Individually there were touching moments. Just looking at that great warrior John Hayes will generally do it for you, but if you need a further dollop of emotion, just consider what Ronan O’Gara went through at the World Cup.

The injuries that David Wallace and Gordon D’Arcy have suffered, the ongoing slighting of Marcus Horan’s ability to scrummage, Tommy Bowe’s pace, the spectacular comeback of Peter Stringer and finally the dismissal of Brian O’Driscoll as past it.

That it was even close at the end was almost exclusively down to the referee and discipline. In truth, Ireland were a far better team on the day, but continually fell foul of Wayne Barnes’ whistle.

By the close, one had a good understanding of what New Zealand went through at the World Cup. It’s not that the decisions against Ireland were wrong, it’s just when you have a team that’s on top giving away that number of penalties, there is a suspicion that one team is being looked at more than the other.

Certainly, however, Barnes was absolutely correct in awarding that potentially fatal last penalty against Paddy Wallace.

Asked in Dawson Street on Sunday what was going through his head at the time, Wallace replied, ‘I thought the game needed a little more drama’. It’s funny now…

The RTE coverage visited a couple of rugby clubs around the country, including one in Belfast.

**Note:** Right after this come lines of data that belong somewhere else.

PR #2038, opened 2022-04-19
Mongo: ShardingTaskExecutorPoolMinSize=10

ro-tex:
# PULL REQUEST

## Overview

We are experiencing a large number of these errors, referring to different servers:
```json
{
    "t": {
        "$date": "2022-04-19T13:54:53.216+00:00"
    },
    "s": "I",
    "c": "NETWORK",
    "id": 4712102,
    "ctx": "ReplicaSetMonitor-TaskExecutor",
    "msg": "Host failed in replica set",
    "attr": {
        "replicaSet": "skynet",
        "host": "eu-fin-5.siasky.net:27017",
        "error": {
            "code": 202,
            "codeName": "NetworkInterfaceExceededTimeLimit",
            "errmsg": "Couldn't get a connection within the time limit of 649ms"
        },
        "action": {
            "dropConnections": false,
            "requestImmediateCheck": false,
            "outcome": {
                "host": "eu-fin-5.siasky.net:27017",
                "success": false,
                "errorMessage": "NetworkInterfaceExceededTimeLimit: Couldn't get a connection within the time limit of 649ms"
            }
        }
    }
}
```

Potential solution: https://www.mongodb.com/community/forums/t/mongos-couldnt-get-a-connection-within-the-time-limit/3382/5
Official docs: https://www.mongodb.com/docs/manual/reference/parameters/#mongodb-parameter-param.ShardingTaskExecutorPoolMinSize

## Checklist
 - [ ] Changelog file created

### DIFF
--- a/docker-compose.mongodb.yml
+++ b/docker-compose.mongodb.yml
@@ -15,7 +15,7 @@ services:
 
   mongo:
     image: mongo:4.4.1
-    command: --keyFile=/data/mgkey --replSet=${SKYNET_DB_REPLICASET:-skynet}
+    command: --keyFile=/data/mgkey --replSet=${SKYNET_DB_REPLICASET:-skynet} --setParameter ShardingTaskExecutorPoolMinSize=10
     container_name: mongo
     restart: unless-stopped
     logging: *default-logging


docker-compose.mongodb.yml
```diff
@@ -15,7 +15,7 @@ services:
 
   mongo:
     image: mongo:4.4.1
-    command: --keyFile=/data/mgkey --replSet=${SKYNET_DB_REPLICASET:-skynet}
+    command: --keyFile=/data/mgkey --replSet=${SKYNET_DB_REPLICASET:-skynet} --setParameter ShardingTaskExecutorPoolMinSize=10
```
peterjan, line 18: Hm, why did you only add `ShardingTaskExecutorPoolMinSize`, doesn't the thread also suggest to update `ShardingTaskExecutorPoolMaxConnecting`. It feels a bit "dartsy", like we're just trying something to see what sticks.   

In any case I think changes like this warrant a comment in-line to explain why the parameter is set.

ro-tex: Re: `ShardingTaskExecutorPoolMaxConnecting` - I don't quite understand what that option does, to be honest.  

The docs say the following:
```
Maximum number of simultaneous initiating connections (including pending connections in setup/refresh state) each TaskExecutor connection pool can have to a [mongod](https://www.mongodb.com/docs/manual/reference/program/mongod/#mongodb-binary-bin.mongod) instance.
```
That sounds to me as a measure to counter connection depletion and services waiting for initial connection to the cluster. I'm not sure this is relevant? It might be.

> It feels a bit "dartsy", like we're just trying something to see what sticks.
I am afraid that you are spot on. I cannot say with certainty that this will solve the problem.

kwypchlo (approved):

ro-tex:
> I think we should at least make an issue as a follow-up to see whether this change took effect.

Good call. F/U: https://github.com/SkynetLabs/skynet-webportal/issues/2050

> It's undocumented

What do you mean? I linked to the official documentation.  
If you mean that it's undocumented on our end then we should document it. :) What would be a good way to do that?

PR #2040, opened 2022-04-21
use dashboard dockerhub image

kwypchlo:
- use dashboard dockerhub image
- prepare dashboard-v2 Dockerfile for image release
  - we will release it as skynetlabs/dashboard but with major version bumped when we're ready to make a switch

### DIFF
--- a/docker-compose.accounts.yml
+++ b/docker-compose.accounts.yml
@@ -79,7 +79,9 @@ services:
       - mongo
 
   dashboard-v2:
-    build: packages/dashboard-v2/Dockerfile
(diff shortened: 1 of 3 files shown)


peterjan (approved):
should we add semver versioning here like Matt added for all abuse related repos as well?

kwypchlo:
> should we add semver versioning here like Matt added for all abuse related repos as well?

yeah but we'll have to do it when we tag skynet-webportal for next release

ro-tex (approved):

PR #2045, opened 2022-04-22
use multi stage build for website to slim down the image

kwypchlo:
use multi stage build for website to slim down the image

reference: https://github.com/SkynetLabs/skynet-websites/blob/main/Dockerfile


peterjan (approved):
lookin' good

ro-tex (approved):
Nice!

PR #43, opened 2025-09-25
feat: add support for compressed apt-cache lists files

Urist-McGit:
Support sources and binary package list that are compressed with bzip2, gzip, xz, zstd or lz4.

### DIFF
--- a/tests/test_generation.py
+++ b/tests/test_generation.py
@@ -5,12 +5,16 @@
 from datetime import datetime, timezone
 from importlib.metadata import version
 import json
+import os
 from pathlib import Path
+import pytest
+import subprocess
 from tempfile import TemporaryDirectory
 from urllib.parse import urlparse
 from uuid import uuid4
 
 from debsbom.apt.cache import ExtendedStates
+from debsbom.util.compression import Compression
 from debsbom.generate import Debsbom, SBOMType
 from debsbom.sbom import BOM_Standard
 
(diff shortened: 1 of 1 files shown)


src/debsbom/util/compression.py
```diff
@@ -0,0 +1,80 @@
...
+#
+# SPDX-License-Identifier: MIT
+
+from collections import namedtuple
+from pathlib import Path
+import subprocess
+
+
+class Compression:
+    """ """
```
fmoessbauer, line 11: Empty docstring?

tests/root/apt-sources-compressed/var/lib/apt/lists/deb.debian.org_debian_dists_bookworm_main_binary-amd64_Packages.lz4
fmoessbauer, line 1: Hmm... I prefer to compress this during the test and decompress it later on. Given the xz-utils debacle, I prefer to not have binaries checked in.

tests/test_generation.py
```diff
@@ -208,6 +208,39 @@ def test_apt_source_pkg():
                     } in pkg["checksums"]
 
 
+def test_compressed_apt_source_pkg():
+    url = urlparse("http://example.org")
+    uuid = uuid4()
+    timestamp = datetime(1970, 1, 1, tzinfo=timezone.utc)
```
fmoessbauer, line 214: This becomes a pattern. Can't we either provide a factory for `Debsbom()` as a fixture, or just create the bom without manually creating the url, uuid, timestamp, etc...?

tests/test_generation.py
```diff
@@ -208,6 +208,39 @@ def test_apt_source_pkg():
...
+        sbom_types=[SBOMType.SPDX, SBOMType.CycloneDX],
+        root="tests/root/apt-sources-compressed",
+        spdx_namespace=url,
+        cdx_serialnumber=uuid,
+        timestamp=timestamp,
+    )
+
+    with TemporaryDirectory() as outdir:
+        outdir = Path(outdir)
+        dbom.generate(str(outdir / "sbom"), validate=True)
```
fmoessbauer, line 227: Nit: If we split the `.generate` and write function, we probably could write into a stream in our tests and avoid the file reading. This would also allow us to more easily emit the sbom on stdout.

src/debsbom/apt/cache.py
```diff
@@ -109,24 +111,29 @@ def _parse_sources(
         cls, sources_file: str, srcpkg_filter: Callable[[str], bool] | None = None
     ) -> Iterable["SourcePackage"]:
         try:
-            with open(sources_file) as f:
-                sources_raw = Sources.iter_paragraphs(f, use_apt_pkg=HAS_PYTHON_APT)
-                for s in Repository._make_srcpkgs(sources_raw, srcpkg_filter):
-                    yield s
-        except FileNotFoundError:
+            logger.debug(f"Parsing apt cache source packages: {sources_file}")
+            content = read_maybe_compressed_file(Path(sources_file))
```
fmoessbauer, line 115: When exactly does the compression happen? Is the file already downloaded compressed or is it compressed by apt? Does the `InRelease` file provide a compressed entry? Then we could just look for that instead of globbing / reconstructing possible patterns (possibly by even checking the checksum).

src/debsbom/util/compression.py
Urist-McGit: As copied from the initial implementation. I will remove it

tests/test_generation.py
Urist-McGit: Thats true, I will unify the tests in another MR. There is also the fact that we do not always use the pytest provided temporary directories.

Urist-McGit:
Reworked the tests to compress on the fly and fixed the bad docstring.

src/debsbom/util/compression.py
```diff
@@ -0,0 +1,79 @@
...
+        return [
+            Compression.BZIP2,
+            Compression.GZIP,
+            Compression.XZ,
+            Compression.ZSTD,
+            Compression.LZ4,
+        ]
+
+
+def read_maybe_compressed_file(path: Path) -> bytes:
```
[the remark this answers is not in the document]
fmoessbauer: Once the buffer is emptied, we need to call `.poll()` to get the return code. This probably needs to be wrapped in a class to convey the state. But IMHO this is really important to not write into some internal or OS buffers here, as we are talking about potentially many dozens of MB of uncompressed data.

PR #46, opened 2025-09-26
docs(ci): publish documentation to GitHub pages

fmoessbauer:


fmoessbauer:
> So this pushes the pages for every commit on the main branch. I am wondering if that is what we want.

Indeed. With github pages it is not trivial to version the documentation. I have looked into projects like https://real-yfprojects.github.io/sphinx-polyversion/2.0.0 but these are also not easy to setup.

For now, I propose to just publish what we have on main. Later on, we still can switch to readthedocs or build the versioning by our selves.

PR #47, opened 2025-09-26
Minor test cleanups

Urist-McGit:
Move some repeated code into functions and use tempdirs provided by pytest


Urist-McGit:
Added the fixture and it now takes a `Path`

fmoessbauer (approved):

PR #48, opened 2025-09-26
Further improvements of the documentation

fmoessbauer:


Urist-McGit:
Fair enough, we would have to maintain it in two places, which is problematic too. Since we have the documentation in github pages now it is still easily available

PR #49, opened 2025-09-26
docs(ci): download docs before publishing

fmoessbauer:
The docs are built in a separate job, hence we first need to download them before re-uploading as pages artifact.


fmoessbauer:
I tested the pages upload by temporarily adding a different branch filter.

PR #52, opened 2025-09-29
test: turn Python warnings into errors during test

fmoessbauer:


Urist-McGit:
A we do not want our pipelines to be red, I will merge this once the underlying problems that cause these warnings are fixed. See #53.

PR #65, opened 2025-10-08
Fix/improve dependency handling

tamilari:
- Show download, source-merge and repack commands in help message even
  if dependencies are not installed, so the message is consistent across
  all systems
- Display a missing dependency error message when an unavailable command
  is used
- Enforce requirement for one of the four commands to be specified, so
  only calling debsbom will display an usage error message


fmoessbauer:
Hi @tamilari,

please rebase this PR against the latest main branch, as we don't do merge commits in this project. Once done, please just force-push.

Urist-McGit:
CI is not working right now. Once #68 is merged, please rebase and I should be able to approve you.

src/debsbom/cli.py
```diff
@@ -327,7 +327,7 @@ def run(cls, args):
                 logger.warning(f"dsc file not found: {pkg.name}@{pkg.version}")
 
     @classmethod
-    def setup_parser(cls, parser):
+    def setup_parser(cls, parser, compression_options):
```
fmoessbauer, line 330: I would rather suggest to refactor this similar to the `SbomInput` by using a class (mixin) that adds and evaluates the compression argument.

PR #86, opened 2025-10-14
feat(cli): add json output option for download cmd

tamilari:
Introduce the '--json' option to the download command. When
enabled, this option provides machine-readable output in JSON format,
detailing information about each package being downloaded.

The JSON output for each file will include:
- Download status ("ok", "checksum_mismatch" or "not_found")
- Package name and version
- File name

This machine-readable format is beneficial for scripting and automation.

Note: This option is mutually exclusive with `--progress` to avoid
  interference

### DIFF
--- a/.gitignore
+++ b/.gitignore
@@ -1,5 +1,5 @@
 **/__pycache__
-*.json
+/*.json
 *.egg-info
 .coverage*
 docs/build/
--- a/docs/source/commands/download.rst
+++ b/docs/source/commands/download.rst
@@ -8,3 +8,35 @@
     :func: setup_parser
     :prog: debsbom
     :path: download
+
+JSON Output Schema
+------------------
+
+When the application is run with JSON output enabled (via the ``--json`` flag),
+status messages are emitted as single-line JSON objects to standard output.
+Each line represents a distinct package download operation.
+
+The schema for these JSON objects is as follows:
+
+.. literalinclude:: ../../../src/debsbom/schema/schema-download.json
+   :language: json
+
+Fields
+~~~~~~
+
+*   **status**:
+    The status of the download operation. This field will contain one of the
+    following predefined values from the :py:class:`DownloadStatus` enum:
+
+    *   ``"ok"``: The file was either successfully downloaded or found in the cache, and the checksum was verified.
+    *   ``"checksum_mismatch"``: The downloaded file's checksum did not match the expected value.
+    *   ``"not_found"``: The requested file or package could not be located.
+
+*   **package**:
+    An object identifying the package, including the name and the version as a string.
+
+*   **filename**:
+    The name of the processed file or an empty string if the package is unavailable.
+
+*   **path**:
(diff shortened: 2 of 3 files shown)


src/debsbom/commands/download.py
```diff
@@ -60,6 +60,8 @@ def _filter_pkg(p: package.Package, sources: bool, binaries: bool) -> bool:
     def run(cls, args):
         outdir = Path(args.outdir)
         outdir.mkdir(exist_ok=True)
+        if args.emit_package_status and args.progress:
```
fmoessbauer: We can already check this at parsing level using a `mutually_exclusive_group`: https://docs.python.org/3/library/argparse.html#mutual-exclusion

fmoessbauer (changes requested):

src/debsbom/commands/download.py
fmoessbauer: Good point. We probably want to make `--json` a top-level argument, as having a machine readable output might be useful for other commands as well.

src/debsbom/cli.py
```diff
@@ -87,9 +93,10 @@ def main():
             ExportCmd.run(args)
     except Exception as e:
         logger.error(e)
-        print(f"debsbom: error: {e}", file=sys.stderr)
-        if args.verbose >= 1:
-            print(traceback.format_exc(), file=sys.stderr, end="")
+        if not args.json:
```
fmoessbauer: Why? The error is anyways written to stderr.

src/debsbom/download/download.py
```diff
@@ -22,20 +27,35 @@
...
+        json: bool = False,
+        fd: io.TextIOBase = sys.stdout,
     ):
         outdir = Path(outdir)
         self.sources_dir = outdir / "sources"
         self.binaries_dir = outdir / "binaries"
         self.to_download: list[tuple[package.Package, RemoteFile]] = []
         self.rs = session
+        self.json = json
+        self.fd = fd
```
fmoessbauer: Probably not needed, as stated above.

src/debsbom/commands/download.py
```diff
@@ -85,15 +87,24 @@ def run(cls, args):
...
-        for p in dl_files:
-            logger.debug(f"downloaded {p}")
+        if not args.json:
+            nfiles, nbytes, cfiles, cbytes = downloader.stat()
+            print(
+                f"downloading {nfiles} files, {DownloadCmd.human_readable_bytes(nbytes)} "
+                f"(cached: {cfiles}, {DownloadCmd.human_readable_bytes(cbytes)})"
+            )
+
+        dl_results.extend(downloader.download(progress_cb=progress_cb if args.progress else None))
```
fmoessbauer: This already iterates (executes) the download till the end (which we need to do, but by slightly changing the logic we can already print the MR output during operation)

```python
dl_results = downloader.download(progress_cb=progress_cb if args.progress else None)

for r in dl_results:
    if (args.json):
        print(r.json())
    logger.debug(f"downloaded {r.package}")
```

PR #91, opened 2025-10-16
refactor(dpkg): add helper to separate src and bin package

fmoessbauer:
We currently have many locations in our codebase where we explicitly check for the concrete instance of package, just to see if it is a source or binary package. To avoid this antipattern, we add helpers in the package class to perform this check. We further often only want to iterate the binary packages or the source packages. For that, we add free functions to perform the filtering.


Urist-McGit:
Good changes! I never noticed how often we used this exact pattern.

PR #93, opened 2025-10-16
fix: incorrect dependency error in specific case

tamilari:
Previously, the new, clear error message for missing dependencies was only displayed if 'requests' was absent. When 'requests' was installed but 'zstandard' was missing, users would still receive a confusing error instead of the intended specific message.

This fix ensures that modules requiring 'requests' and 'zstandard' are only imported when both packages are present. This guarantees the informative missing dependency message is always shown.

### DIFF
--- a/src/debsbom/commands/download.py
+++ b/src/debsbom/commands/download.py
@@ -11,6 +11,9 @@ from ..dpkg import package
 from ..util.progress import progress_cb
 
 try:
+    # Attempt to import unused zstandard dependency to check their availability.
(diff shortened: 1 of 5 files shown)


src/debsbom/commands/download.py
```diff
@@ -12,6 +12,7 @@
 
 try:
     import requests
+    from zstandard import ZstdCompressor, ZstdDecompressor
```
fmoessbauer: Do we really need the import here? Is there any direct dependency to zstandard in this file?

PR #94, opened 2025-10-16
Add support for hierarchical merging of multiple SBOMs

Urist-McGit:
Add a new command that hierarchically merges any number of SBOMs. The merge is intended to be used for combining multiple SBOMs that describe a Debian-based Linux distribution. A common such use-case would be combining SBOMs for a rootfs and a initrd.

The merging itself takes the root components/packages of the SBOMs and moves them to the first dependency level. Any  dependencies below that are left untouched. That would mean something like this:

```
doc1-root
|- binary-dep1
|  |- source-dep1
|- binary-dep2

doc2-root
|- binary-dep3
|  |- source-dep3
|- binary-dep4
```

Would turn into this:

```
merged-doc-root
|- doc1-root
|  |- binary-dep1
|  |  |- source-dep1
|  |- binary-dep2
|- doc2-root
|  |- binary-dep3
|  |  |- source-dep3
|  |- binary-dep4
```

Duplicate components/packages are identified by their PURL. If such a component/package is found then their SBOM reference ID is replaced in the merged document. The identifiers are taken from the first occurrence in the passed SBOMs. The component/package will also be deduplicated and correctly referenced in all merged SBOMs.

### DIFF
--- a/.github/actions/pytest/action.yml
+++ b/.github/actions/pytest/action.yml
@@ -35,6 +35,14 @@ runs:
     run: |
       coverage run $(which debsbom) -v generate -t spdx -t cdx -o sbom --validate
 
+  - name: smoke test merge
+    shell: bash
+    run: |
+      export COVERAGE_FILE=".coverage.merge.spdx.${{ inputs.artifact-identifier }}"
+      coverage run $(which debsbom) -v merge --validate tests/data/merge-full.spdx.json tests/data/merge-minimal.spdx.json
+      export COVERAGE_FILE=".coverage.merge.cdx.${{ inputs.artifact-identifier }}"
+      coverage run $(which debsbom) -v merge --validate tests/data/merge-full.cdx.json tests/data/merge-minimal.cdx.json
+
   - name: test repack flow
     shell: bash
     run: |


src/debsbom/commands/input.py
```diff
@@ -67,3 +70,81 @@ class PkgStreamInput:
...
+    """
+
+    @classmethod
+    def parser_add_generate_input_args(cls, parser, default_out):
+        parser.add_argument(
+            "-t",
+            "--sbom-type",
+            choices=["cdx", "spdx"],
+            action="append",
+            help="SBOM type to generate, can be passed multiple times (default: all)",
```
fmoessbauer: As we cannot convert between cdx and spdx, passing the type on is only needed when reading the boms from stdin (which we probably anways don't support now as the importer only reads a single json object).

src/debsbom/merge/cdx.py
```diff
@@ -0,0 +1,129 @@
...
+            for component_hash in component.hashes:
+                if component_hash not in component.hashes:
+                    component.hashes.append(component_hash)
+
+    def _merge_dependency(self, dependency: Dependency, other: Dependency):
+        for dep in other.dependencies:
+            if dep not in dependency.dependencies:
+                dependency.dependencies.add(dep)
+
+    def merge_sboms(
```
fmoessbauer: Why not simply `merge`?

src/debsbom/merge/cdx.py
```diff
@@ -0,0 +1,129 @@
...
+        self, sboms: Iterable[Bom], progress_cb: Callable[[int, int, str], None] | None = None
+    ) -> Bom:
+        logger.info("Merging SBOMs")
```
fmoessbauer: Is this valuable information? If not, better remove the log message.

src/debsbom/merge/cdx.py
```diff
@@ -0,0 +1,129 @@
...
+        root_bom_refs = []
+        ref_map = {}
+
+        num_steps = 0
+        cur_step = 0
+        if progress_cb:
+            for sbom in sboms:
+                num_steps += len(sbom.components) + len(sbom.dependencies)
+
+        for sbom in sboms:
```
fmoessbauer: We pass sboms as an `Iterable`, so we can't iterate it twice. Either pass it as list, or just iterate once.

tests/test_merge.py
```diff
@@ -0,0 +1,101 @@
...
+from debsbom.merge.spdx import SpdxSbomMerger
+
+
+def test_spdx_merge():
+    distro_name = "spdx-merge-package-merge"
+    merger = SpdxSbomMerger(distro_name=distro_name)
+    docs = []
+    for sbom in ["tests/data/merge-full.spdx.json", "tests/data/merge-minimal.spdx.json"]:
+        docs.append(SpdxBomReader.read_file(Path(sbom)))
+    bom = merger.merge_sboms(iter(docs))
```
fmoessbauer: If we had a progress reporting function setup, this would already have failed due to the double iteration.

fmoessbauer (commented):
In general, this already looks pretty good. While we work on the last remaining pieces, feel free to move all commits except for the last two into a separate MR. Then we can already merge them while we polish here.

PR #101, opened 2025-10-21
Correct automodule paths for commands

Urist-McGit:
The automodule paths were incorrect after the recent refactoring of commands. As no docstrings were provided in any of the command modules no documentation was actually missed.


fmoessbauer (approved):
Good catch!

In a month when the spectre of misguided terrorism has hung over this island, it was a moment that brought to mind how Irish rugby has always brought and continues to bring people together.

It won’t be long until we hear about how the players don’t want to be remembered for winning this thing just once and history shows that Grand Slam winners tend to win a bit more around their Slam (for example, the 1948 team won the Triple Crown the following year). Hopefully, the three Triple Crowns leading up to this weren’t it.

The future benefits to Irish rugby of that miss by Stephen Jones are enormous (and we’d have preferred it to have been anyone other than that gentleman).

The current benefits to the country’s sense of self esteem are pretty good too. Set alongside another display of mental and physical courage by Bernard Dunne on Saturday night, it was a wonderful antidote to economic gloom and tales of financial sleight of hand.

I had reached a stage where I couldn’t be sure that I would experience a Grand Slam in my lifetime. At least this is one bogey my son won’t ever have to get his head around.